* _WORK REQUEST_: Starting with the first line and ending with the line that holds "PR #797, opened 2019-03-20", repeat the material exactly.

:: RECORDS TO PROCESS ::

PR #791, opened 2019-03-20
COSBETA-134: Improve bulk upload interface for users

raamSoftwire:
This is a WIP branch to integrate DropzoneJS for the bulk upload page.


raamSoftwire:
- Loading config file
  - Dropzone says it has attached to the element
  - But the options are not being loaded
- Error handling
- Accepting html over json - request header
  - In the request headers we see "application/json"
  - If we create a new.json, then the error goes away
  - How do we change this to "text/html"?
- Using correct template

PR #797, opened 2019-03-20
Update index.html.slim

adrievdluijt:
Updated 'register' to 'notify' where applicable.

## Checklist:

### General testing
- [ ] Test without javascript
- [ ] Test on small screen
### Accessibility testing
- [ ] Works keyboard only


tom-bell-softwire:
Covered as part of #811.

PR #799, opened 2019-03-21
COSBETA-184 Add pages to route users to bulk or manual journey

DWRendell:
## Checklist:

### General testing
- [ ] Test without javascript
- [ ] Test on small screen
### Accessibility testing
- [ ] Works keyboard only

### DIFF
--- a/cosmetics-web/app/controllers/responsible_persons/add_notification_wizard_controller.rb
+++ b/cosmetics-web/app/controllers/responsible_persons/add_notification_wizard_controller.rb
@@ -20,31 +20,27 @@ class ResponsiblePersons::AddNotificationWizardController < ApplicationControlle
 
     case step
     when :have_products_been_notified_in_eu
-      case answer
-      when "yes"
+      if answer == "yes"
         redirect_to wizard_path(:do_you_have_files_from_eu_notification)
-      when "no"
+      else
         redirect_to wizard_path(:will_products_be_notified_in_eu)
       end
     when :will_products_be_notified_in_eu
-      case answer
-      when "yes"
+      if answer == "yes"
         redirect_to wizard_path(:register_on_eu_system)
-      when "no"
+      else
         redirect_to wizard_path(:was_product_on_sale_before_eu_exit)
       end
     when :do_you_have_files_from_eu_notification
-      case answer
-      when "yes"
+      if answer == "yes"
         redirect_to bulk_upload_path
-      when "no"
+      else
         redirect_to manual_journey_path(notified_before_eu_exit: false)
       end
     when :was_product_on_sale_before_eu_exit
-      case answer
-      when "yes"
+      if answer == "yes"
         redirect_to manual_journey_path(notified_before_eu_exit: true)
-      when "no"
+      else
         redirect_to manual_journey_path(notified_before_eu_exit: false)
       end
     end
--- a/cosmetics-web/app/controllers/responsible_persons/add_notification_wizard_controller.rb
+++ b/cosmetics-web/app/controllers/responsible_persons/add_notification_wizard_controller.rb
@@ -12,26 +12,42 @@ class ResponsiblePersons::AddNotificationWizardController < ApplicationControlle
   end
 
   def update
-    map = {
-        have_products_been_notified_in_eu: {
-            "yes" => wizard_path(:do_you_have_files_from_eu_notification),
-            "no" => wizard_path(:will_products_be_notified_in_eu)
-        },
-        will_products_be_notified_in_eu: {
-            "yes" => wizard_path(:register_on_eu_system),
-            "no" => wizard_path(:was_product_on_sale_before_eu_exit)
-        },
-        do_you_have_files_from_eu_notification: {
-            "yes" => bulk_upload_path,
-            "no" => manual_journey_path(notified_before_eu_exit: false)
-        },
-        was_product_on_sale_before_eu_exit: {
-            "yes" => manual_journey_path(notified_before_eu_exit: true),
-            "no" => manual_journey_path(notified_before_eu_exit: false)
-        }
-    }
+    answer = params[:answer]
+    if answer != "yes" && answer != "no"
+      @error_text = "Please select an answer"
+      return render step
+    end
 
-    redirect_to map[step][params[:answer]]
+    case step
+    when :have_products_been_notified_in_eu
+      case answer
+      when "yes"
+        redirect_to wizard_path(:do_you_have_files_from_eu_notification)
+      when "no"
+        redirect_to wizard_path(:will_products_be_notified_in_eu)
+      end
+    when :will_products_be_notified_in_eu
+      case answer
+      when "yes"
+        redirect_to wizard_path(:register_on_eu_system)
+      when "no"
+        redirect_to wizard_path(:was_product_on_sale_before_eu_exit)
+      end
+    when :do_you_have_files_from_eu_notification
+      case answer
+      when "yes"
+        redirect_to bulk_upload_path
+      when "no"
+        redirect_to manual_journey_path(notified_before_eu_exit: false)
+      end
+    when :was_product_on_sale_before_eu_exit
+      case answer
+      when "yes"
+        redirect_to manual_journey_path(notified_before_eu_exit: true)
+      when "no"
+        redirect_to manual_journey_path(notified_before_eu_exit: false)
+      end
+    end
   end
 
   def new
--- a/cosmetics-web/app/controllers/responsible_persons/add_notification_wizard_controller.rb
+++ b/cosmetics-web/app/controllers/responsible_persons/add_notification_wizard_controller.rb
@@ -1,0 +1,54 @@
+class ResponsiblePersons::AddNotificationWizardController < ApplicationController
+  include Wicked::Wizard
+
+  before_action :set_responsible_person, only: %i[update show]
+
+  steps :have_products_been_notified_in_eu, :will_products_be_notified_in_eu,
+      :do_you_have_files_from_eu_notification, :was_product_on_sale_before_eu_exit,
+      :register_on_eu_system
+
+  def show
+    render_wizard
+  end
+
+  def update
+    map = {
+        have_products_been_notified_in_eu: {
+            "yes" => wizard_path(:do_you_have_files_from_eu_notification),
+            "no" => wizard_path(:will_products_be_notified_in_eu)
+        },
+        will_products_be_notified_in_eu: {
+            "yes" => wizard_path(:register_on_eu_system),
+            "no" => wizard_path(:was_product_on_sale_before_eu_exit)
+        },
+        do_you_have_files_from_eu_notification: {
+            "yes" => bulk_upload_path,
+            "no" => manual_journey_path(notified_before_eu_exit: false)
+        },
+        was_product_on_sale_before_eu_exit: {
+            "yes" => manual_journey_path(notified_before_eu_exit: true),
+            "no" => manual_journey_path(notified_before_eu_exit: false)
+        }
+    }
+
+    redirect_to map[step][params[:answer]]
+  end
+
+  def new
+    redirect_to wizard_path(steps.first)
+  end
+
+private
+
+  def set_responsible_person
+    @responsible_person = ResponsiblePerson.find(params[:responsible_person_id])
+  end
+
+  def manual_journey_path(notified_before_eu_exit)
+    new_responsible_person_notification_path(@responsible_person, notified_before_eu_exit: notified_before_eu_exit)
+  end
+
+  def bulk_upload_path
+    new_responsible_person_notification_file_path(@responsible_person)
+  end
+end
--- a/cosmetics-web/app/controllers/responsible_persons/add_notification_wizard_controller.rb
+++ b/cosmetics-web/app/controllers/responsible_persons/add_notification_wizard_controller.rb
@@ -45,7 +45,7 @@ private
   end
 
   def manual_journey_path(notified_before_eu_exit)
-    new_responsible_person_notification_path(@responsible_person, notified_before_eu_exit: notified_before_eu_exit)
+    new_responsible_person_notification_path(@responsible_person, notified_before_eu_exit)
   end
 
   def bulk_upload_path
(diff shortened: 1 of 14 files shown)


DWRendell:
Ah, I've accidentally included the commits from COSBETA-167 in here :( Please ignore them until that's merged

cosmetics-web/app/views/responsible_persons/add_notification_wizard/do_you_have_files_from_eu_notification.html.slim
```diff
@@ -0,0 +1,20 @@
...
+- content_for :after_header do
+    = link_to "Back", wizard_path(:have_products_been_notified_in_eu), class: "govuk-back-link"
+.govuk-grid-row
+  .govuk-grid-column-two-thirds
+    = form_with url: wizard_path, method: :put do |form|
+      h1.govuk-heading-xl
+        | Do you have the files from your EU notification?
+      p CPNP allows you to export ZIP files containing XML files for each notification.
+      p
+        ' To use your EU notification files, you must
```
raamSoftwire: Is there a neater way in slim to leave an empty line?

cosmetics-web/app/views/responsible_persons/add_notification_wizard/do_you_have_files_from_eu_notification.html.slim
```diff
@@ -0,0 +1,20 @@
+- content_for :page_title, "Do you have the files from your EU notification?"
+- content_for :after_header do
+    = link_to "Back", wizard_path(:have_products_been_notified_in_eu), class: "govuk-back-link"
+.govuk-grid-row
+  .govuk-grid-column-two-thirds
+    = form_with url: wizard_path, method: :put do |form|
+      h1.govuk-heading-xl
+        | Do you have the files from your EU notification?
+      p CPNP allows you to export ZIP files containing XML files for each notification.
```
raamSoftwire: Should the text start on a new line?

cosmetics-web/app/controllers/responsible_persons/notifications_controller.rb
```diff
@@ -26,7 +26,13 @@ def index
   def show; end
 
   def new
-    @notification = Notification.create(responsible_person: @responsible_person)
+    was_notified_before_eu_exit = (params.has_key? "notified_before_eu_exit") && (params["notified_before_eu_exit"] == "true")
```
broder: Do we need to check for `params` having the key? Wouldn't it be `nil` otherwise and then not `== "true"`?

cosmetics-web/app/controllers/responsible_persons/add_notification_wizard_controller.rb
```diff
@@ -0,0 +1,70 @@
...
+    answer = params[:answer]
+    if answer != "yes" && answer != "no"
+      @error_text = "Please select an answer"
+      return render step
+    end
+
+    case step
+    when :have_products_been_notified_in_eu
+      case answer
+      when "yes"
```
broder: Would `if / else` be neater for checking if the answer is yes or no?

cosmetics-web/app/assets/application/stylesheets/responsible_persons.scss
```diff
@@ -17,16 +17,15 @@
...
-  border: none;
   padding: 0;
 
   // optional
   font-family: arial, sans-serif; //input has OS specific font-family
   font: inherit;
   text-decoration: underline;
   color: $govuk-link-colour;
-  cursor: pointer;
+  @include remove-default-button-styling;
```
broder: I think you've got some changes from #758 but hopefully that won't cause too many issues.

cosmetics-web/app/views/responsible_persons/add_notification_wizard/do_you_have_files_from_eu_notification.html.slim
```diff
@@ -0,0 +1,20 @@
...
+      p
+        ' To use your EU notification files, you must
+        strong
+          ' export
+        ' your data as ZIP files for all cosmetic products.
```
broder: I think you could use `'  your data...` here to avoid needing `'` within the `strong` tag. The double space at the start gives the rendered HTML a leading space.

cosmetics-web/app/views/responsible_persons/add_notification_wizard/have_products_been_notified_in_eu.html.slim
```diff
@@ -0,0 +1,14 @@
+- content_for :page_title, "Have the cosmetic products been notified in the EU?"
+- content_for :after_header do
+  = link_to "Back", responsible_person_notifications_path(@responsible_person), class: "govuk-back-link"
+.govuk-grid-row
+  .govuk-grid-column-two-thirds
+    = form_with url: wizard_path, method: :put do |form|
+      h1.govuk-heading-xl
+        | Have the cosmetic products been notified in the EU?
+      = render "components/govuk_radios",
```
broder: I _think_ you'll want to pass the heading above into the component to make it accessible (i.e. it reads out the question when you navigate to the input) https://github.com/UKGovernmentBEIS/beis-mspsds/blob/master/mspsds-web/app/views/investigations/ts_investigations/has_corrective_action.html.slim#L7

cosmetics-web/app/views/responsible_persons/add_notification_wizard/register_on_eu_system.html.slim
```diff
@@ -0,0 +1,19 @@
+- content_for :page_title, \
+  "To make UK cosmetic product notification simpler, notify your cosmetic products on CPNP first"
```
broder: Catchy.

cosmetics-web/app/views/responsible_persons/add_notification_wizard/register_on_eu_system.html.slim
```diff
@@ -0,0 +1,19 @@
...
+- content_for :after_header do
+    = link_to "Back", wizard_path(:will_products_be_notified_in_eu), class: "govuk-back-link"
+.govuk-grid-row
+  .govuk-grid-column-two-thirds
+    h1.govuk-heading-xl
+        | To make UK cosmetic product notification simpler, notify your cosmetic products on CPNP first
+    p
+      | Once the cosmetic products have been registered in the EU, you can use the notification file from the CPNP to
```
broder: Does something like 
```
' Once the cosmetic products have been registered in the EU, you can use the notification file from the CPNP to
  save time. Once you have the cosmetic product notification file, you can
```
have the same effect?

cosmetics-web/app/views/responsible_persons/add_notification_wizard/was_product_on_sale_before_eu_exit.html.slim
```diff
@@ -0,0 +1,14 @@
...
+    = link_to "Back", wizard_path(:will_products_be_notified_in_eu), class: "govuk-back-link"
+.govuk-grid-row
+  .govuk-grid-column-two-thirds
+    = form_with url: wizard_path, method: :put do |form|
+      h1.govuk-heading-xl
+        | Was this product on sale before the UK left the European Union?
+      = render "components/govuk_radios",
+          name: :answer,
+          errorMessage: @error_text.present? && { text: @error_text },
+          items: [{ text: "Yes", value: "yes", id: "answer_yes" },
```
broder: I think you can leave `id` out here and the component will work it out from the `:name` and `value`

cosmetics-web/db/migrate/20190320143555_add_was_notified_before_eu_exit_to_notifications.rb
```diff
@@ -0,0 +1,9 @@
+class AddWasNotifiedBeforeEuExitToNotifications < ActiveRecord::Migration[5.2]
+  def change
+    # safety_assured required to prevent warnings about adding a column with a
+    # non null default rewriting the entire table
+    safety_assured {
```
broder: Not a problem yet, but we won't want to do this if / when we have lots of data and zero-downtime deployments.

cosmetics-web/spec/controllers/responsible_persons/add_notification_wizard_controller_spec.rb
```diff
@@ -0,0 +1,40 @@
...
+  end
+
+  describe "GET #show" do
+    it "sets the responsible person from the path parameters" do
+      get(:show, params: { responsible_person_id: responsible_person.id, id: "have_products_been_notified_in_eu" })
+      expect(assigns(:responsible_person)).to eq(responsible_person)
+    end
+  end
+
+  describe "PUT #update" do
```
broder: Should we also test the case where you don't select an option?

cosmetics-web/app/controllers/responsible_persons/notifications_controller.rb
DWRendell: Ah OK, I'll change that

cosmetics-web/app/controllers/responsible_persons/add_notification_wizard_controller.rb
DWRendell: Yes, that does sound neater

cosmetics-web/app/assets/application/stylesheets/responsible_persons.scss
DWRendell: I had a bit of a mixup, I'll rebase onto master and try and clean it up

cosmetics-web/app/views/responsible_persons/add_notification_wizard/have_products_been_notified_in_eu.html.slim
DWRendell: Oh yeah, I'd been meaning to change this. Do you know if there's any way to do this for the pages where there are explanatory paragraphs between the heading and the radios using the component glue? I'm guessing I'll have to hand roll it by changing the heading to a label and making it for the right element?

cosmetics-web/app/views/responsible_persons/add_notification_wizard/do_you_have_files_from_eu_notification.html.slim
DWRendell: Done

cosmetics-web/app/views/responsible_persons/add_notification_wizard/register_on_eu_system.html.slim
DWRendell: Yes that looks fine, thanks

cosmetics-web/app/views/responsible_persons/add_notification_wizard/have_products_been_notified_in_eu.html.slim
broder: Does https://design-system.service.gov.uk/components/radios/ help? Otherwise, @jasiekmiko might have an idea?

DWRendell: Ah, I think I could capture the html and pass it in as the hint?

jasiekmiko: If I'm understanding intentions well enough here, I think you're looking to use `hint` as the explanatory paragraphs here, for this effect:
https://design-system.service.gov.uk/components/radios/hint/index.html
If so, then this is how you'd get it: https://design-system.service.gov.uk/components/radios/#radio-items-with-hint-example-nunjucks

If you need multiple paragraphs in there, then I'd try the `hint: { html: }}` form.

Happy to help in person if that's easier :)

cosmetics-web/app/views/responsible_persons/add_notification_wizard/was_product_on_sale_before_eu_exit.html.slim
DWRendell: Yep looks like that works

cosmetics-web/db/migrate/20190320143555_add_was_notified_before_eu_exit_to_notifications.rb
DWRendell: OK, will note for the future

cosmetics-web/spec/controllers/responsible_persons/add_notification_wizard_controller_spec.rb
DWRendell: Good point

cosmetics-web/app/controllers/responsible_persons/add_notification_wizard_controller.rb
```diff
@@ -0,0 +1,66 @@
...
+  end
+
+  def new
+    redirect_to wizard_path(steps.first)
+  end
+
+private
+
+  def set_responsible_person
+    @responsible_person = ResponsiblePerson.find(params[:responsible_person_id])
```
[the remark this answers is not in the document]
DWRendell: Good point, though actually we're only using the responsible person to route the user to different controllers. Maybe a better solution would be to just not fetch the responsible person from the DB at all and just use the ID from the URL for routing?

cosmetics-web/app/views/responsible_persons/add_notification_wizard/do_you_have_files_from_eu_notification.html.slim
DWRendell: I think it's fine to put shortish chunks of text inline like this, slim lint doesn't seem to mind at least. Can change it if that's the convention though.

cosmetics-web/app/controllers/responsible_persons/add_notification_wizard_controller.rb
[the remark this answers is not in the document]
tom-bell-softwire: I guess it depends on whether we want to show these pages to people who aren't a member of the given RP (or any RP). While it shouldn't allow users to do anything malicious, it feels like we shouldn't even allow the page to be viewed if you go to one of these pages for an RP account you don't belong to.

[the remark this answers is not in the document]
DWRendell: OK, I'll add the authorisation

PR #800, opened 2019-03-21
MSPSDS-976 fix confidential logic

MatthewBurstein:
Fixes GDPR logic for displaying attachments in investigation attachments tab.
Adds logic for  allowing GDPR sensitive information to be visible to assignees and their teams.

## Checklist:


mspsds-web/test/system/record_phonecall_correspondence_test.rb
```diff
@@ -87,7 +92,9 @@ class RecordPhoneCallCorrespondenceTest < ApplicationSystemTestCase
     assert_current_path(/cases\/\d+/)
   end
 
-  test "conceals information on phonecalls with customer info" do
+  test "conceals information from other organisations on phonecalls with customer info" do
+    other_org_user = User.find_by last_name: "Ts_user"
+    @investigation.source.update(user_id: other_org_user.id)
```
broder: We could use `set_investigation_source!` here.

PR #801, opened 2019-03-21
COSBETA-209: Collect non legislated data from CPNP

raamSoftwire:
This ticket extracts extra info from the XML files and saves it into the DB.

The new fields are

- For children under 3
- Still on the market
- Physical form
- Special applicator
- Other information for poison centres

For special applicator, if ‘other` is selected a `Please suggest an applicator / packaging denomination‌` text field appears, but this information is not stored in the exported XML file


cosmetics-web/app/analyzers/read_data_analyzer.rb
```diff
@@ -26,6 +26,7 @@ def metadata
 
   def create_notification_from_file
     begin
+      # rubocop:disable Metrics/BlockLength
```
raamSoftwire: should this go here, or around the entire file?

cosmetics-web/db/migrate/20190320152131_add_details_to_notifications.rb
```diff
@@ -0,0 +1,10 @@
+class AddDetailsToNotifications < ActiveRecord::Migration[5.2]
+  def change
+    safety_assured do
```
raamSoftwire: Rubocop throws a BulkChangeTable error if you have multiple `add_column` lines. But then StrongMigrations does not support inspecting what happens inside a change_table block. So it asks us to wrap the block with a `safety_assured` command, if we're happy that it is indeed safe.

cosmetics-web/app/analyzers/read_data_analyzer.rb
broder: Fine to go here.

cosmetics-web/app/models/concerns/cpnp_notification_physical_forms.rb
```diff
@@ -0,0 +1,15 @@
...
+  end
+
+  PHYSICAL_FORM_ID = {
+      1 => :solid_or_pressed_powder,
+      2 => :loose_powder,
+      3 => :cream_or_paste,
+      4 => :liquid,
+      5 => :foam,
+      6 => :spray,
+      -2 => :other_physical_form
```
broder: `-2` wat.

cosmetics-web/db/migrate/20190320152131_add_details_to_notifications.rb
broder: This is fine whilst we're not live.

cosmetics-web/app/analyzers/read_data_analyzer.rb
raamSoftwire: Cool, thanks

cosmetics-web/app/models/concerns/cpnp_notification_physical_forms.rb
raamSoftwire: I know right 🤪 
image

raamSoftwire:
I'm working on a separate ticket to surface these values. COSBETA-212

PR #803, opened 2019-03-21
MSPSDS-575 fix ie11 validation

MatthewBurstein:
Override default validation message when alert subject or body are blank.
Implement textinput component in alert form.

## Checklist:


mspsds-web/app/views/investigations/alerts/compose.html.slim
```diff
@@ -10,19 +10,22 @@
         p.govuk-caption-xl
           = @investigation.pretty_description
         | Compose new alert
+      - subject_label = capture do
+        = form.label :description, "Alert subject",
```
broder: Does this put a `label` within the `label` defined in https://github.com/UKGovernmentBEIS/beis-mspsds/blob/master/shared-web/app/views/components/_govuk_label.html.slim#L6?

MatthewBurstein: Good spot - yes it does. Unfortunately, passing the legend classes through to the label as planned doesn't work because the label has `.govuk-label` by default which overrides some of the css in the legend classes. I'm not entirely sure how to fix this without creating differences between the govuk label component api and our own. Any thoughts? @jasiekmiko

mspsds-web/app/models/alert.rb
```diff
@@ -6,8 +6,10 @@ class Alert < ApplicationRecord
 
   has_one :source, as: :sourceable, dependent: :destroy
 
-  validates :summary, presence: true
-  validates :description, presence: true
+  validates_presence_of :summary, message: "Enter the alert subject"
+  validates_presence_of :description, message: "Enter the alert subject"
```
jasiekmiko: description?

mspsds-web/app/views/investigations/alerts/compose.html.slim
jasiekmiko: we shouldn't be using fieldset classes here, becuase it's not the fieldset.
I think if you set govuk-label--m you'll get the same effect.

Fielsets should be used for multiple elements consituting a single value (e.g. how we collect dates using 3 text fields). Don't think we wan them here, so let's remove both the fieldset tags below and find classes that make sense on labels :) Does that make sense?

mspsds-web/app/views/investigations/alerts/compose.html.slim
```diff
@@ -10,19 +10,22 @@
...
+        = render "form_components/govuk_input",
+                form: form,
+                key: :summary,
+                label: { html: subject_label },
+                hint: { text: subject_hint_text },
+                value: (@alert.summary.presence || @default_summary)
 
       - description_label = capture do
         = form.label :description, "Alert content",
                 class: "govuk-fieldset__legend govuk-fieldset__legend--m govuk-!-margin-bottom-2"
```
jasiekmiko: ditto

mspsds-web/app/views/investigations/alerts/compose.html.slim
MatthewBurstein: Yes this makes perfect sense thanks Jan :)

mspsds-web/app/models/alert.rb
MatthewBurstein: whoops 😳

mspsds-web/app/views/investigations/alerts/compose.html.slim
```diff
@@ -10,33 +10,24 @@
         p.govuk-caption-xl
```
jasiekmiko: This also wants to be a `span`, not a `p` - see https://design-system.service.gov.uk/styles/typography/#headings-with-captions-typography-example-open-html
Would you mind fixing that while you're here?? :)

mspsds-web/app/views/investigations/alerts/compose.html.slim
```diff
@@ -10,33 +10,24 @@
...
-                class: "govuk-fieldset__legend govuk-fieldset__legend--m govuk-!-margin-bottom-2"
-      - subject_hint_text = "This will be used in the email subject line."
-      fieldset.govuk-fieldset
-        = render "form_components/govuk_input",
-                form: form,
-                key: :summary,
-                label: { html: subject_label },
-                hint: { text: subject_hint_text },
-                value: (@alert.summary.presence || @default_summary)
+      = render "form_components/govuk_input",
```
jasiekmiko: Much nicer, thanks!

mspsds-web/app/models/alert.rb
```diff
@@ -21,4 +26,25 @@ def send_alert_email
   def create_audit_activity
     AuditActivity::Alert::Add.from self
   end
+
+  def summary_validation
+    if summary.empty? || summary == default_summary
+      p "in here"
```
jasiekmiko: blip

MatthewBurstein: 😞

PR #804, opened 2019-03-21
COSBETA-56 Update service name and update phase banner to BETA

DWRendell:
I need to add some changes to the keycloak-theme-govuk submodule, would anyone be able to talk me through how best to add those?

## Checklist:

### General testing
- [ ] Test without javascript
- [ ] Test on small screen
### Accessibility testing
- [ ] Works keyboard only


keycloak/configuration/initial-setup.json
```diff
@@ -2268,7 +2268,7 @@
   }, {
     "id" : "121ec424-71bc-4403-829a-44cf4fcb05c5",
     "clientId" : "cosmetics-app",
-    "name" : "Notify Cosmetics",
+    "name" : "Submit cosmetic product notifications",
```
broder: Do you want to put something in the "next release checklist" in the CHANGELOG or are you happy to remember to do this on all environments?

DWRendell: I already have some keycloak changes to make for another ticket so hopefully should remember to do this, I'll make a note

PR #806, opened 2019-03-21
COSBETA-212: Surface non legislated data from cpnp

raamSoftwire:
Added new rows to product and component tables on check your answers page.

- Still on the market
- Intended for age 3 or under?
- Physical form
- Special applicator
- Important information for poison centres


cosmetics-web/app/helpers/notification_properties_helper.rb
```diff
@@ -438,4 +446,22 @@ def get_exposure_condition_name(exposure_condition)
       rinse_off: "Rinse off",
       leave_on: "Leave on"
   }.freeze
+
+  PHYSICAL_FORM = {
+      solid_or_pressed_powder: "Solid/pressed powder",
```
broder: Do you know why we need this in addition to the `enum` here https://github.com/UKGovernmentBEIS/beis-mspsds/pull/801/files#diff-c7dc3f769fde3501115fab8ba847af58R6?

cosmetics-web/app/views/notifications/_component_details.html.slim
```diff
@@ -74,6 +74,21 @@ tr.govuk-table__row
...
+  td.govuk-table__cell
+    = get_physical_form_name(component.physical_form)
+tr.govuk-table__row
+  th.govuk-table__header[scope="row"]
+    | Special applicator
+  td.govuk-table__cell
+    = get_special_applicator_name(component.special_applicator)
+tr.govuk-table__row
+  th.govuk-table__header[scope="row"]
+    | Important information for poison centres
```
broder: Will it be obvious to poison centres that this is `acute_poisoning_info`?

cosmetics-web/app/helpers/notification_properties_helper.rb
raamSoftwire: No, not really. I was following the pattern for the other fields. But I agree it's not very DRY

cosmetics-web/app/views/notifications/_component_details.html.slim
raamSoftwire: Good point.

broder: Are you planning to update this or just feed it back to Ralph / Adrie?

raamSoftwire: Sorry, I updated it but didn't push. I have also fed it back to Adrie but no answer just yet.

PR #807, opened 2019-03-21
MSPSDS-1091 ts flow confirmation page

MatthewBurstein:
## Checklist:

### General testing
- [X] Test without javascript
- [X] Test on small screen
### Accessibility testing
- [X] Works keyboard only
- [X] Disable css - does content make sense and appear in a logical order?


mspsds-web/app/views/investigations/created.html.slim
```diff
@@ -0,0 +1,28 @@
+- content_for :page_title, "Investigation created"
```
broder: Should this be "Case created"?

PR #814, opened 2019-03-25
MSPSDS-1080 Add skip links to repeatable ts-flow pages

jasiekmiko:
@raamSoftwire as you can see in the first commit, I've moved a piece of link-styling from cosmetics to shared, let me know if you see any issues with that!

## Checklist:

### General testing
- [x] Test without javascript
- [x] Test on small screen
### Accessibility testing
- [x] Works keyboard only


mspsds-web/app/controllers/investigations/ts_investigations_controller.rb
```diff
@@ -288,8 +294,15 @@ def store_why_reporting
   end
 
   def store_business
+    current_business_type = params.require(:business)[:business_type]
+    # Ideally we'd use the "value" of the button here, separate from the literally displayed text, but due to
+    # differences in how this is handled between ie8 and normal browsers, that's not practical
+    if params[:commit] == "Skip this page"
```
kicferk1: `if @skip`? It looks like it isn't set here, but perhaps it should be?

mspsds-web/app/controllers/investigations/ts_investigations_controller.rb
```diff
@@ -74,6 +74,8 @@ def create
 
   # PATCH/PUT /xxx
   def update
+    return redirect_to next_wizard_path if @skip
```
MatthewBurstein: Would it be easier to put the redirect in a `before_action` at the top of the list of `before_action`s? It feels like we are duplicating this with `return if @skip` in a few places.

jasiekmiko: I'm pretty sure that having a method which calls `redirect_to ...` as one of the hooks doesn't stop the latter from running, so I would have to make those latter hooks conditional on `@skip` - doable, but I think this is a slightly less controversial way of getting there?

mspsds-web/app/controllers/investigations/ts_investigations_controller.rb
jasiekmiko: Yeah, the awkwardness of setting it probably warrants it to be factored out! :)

:::

* _FINISHED EXERCISE_:
PR #791, opened 2019-03-20
COSBETA-134: Improve bulk upload interface for users

raamSoftwire:
This is a WIP branch to integrate DropzoneJS for the bulk upload page.


raamSoftwire:
- Loading config file
  - Dropzone says it has attached to the element
  - But the options are not being loaded
- Error handling
- Accepting html over json - request header
  - In the request headers we see "application/json"
  - If we create a new.json, then the error goes away
  - How do we change this to "text/html"?
- Using correct template

PR #797, opened 2019-03-20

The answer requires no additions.